* What needs to be done
Using the records below, find every line that includes "height" and copy it.
Records section start
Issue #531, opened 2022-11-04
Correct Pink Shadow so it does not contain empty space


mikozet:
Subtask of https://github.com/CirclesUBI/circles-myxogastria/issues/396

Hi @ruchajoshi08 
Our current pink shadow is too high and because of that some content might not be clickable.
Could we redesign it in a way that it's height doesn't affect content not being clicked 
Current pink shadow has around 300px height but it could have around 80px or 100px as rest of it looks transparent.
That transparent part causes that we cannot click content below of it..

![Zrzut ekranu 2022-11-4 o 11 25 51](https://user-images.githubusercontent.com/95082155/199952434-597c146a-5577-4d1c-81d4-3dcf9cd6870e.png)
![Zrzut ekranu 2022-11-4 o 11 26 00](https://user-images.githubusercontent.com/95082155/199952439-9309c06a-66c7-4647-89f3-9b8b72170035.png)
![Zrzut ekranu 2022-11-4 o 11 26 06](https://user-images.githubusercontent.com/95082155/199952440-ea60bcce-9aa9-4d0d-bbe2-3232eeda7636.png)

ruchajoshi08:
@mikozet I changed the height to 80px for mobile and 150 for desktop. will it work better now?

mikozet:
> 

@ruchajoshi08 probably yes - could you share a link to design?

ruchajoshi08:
Records section end
Records section start
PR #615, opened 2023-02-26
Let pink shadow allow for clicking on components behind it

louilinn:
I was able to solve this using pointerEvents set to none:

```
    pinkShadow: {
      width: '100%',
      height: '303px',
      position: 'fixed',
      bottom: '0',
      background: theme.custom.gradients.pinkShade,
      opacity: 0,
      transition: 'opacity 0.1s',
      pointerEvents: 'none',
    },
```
Records section end
* Exercise answer
Could we redesign it in a way that it's height doesn't affect content not being clicked 
Current pink shadow has around 300px height but it could have around 80px or 100px as rest of it looks transparent.
@mikozet I changed the height to 80px for mobile and 150 for desktop. will it work better now?
      height: '303px',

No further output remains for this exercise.